Drinking water is a basic necessity of life, and it is important to ensure that it is safe for human consumption. Unfortunately, many people across the Midwest may be at risk of drinking water that’s been contaminated. Perfluorooctanesulfonic acid (PFOS) and perfluorooctanoic acid (PFOA) are two of the most dangerous types chemicals that can be found in drinking water. Commonly referred to as PFAS, these chemicals have been proven harmful to human health, so it is essential to identify if they are present in your drinking water.
As a leader in the bottleless water cooler industry, Office H2O is all too familiar with the concerns wrapped around PFAS and other harmful chemicals found in drinking water across the Midwest. So, we find it especially pertinent that we educate our customers and readers about why they should care if PFOS or PFOA is in their drinking water.
What are PFAS?
PFAS are types of perfluorinated chemicals that have been widely used in consumer products since the 1940s. These chemicals are often referred to as “forever chemicals” because they do not break down in the environment or the human body. Therefore, they can accumulate over time, leading to prolonged exposure and health risks. PFAS are commonly used in firefighting foams, non-stick coatings, and water repellents for clothing, textiles, and carpets. They are also used in food packaging and many other industrial processes. Even makeup can contain PFAS, making it even more difficult for us to move away from.
How do PFAS Chemicals Get into Your Water Supplies?
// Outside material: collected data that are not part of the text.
PR #3361, opened 2021-07-30
[NUI] CanvasView:: Add ViewBox Property

JSUYA:
### Description of Change ###

Add a property that can change the viewbox value of CanvasView.
If the viewbox is smaller than the view size, the canvas will appear larger.
Conversely, if the viewbox is large, the canvas will look small.

### API Changes ###

 - ACR:No

Dependency patch
https://review.tizen.org/gerrit/#/c/platform/core/uifw/dali-csharp-binder/+/261995/

### DIFF
--- a/src/Tizen.NUI/src/public/BaseComponents/VectorGraphics/CanvasView.cs
+++ b/src/Tizen.NUI/src/public/BaseComponents/VectorGraphics/CanvasView.cs
@@ -90,6 +90,29 @@ namespace Tizen.NUI.BaseComponents.VectorGraphics
         }
 
         /// <summary>
+        /// The viewbox of the CanvasView.
+        /// </summary>
+        [EditorBrowsable(EditorBrowsableState.Never)]
+        public Size2D ViewBox
+        {
+            get
+            {
+                Size2D retVal = new Size2D(0, 0);
+                PropertyValue viewBoxPropertyValue = GetProperty(Interop.CanvasView.PropertyViewBoxGet());
+                viewBoxPropertyValue?.Get(retVal);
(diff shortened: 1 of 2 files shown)


src/Tizen.NUI/src/public/BaseComponents/VectorGraphics/CanvasView.cs
```diff
@@ -89,6 +89,29 @@ protected override void ReleaseSwigCPtr(System.Runtime.InteropServices.HandleRef
             if (NDalicPINVOKE.SWIGPendingException.Pending) throw NDalicPINVOKE.SWIGPendingException.Retrieve();
         }
 
+        /// <summary>
+        /// The viewbox of the CanvasView.
+        /// </summary>
+        [EditorBrowsable(EditorBrowsableState.Never)]
+        public Size2D ViewBox
```
dongsug-song, line 96: Hello, could you please check this first? 
https://code.sec.samsung.net/jira/browse/GRE-2025
we currently recommend NOT to use class type as a property. 
so I think it would be good to change `Size2D ViewBow` property to other type.
This is just an example :
public int ViewBoxSizeWidth, public int ViewBoxSizeHeight, public SetViewBoxSize(Size2D size), and etc.
please check again. thank you.

JSUYA: I updated the patch. Replaced by SetViewBoxSize/GetViewBoxSize methods.

dongsug-song (approved):
looks good to me.
but after dali-csharp-binder's patch is merged, then this PR can be merged.

PR #3365, opened 2021-08-02
[NUI] Apply BorderlineWidth to ImageView and ImageView.Background

hinohie:
Add missing implements about borderline.

```
            roundImageView = new ImageView();
            roundImageView.CornerRadius = 50;
            roundImageView.BackgroundColor = Color.Blue;
            roundImageView.BorderlineWidth = 5;
            roundImageView.ResourceUrl = IMAGE_PATH;
```

Previous version doesn't make borderline like upper samples.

PFAS substances enter the drinking water supply through various ways such as the run-off from fire training areas, industrial waste, and household wastewater. Once they are in the water supply, these chemicals remain there for a long time, increasing health risks for those who consume the contaminated water. The Environmental Protection Agency has set a limit of 70 parts per trillion (ppt) for the combined concentration of PFOS and PFAS in drinking water. Levels above the limit can pose severe health risks to humans.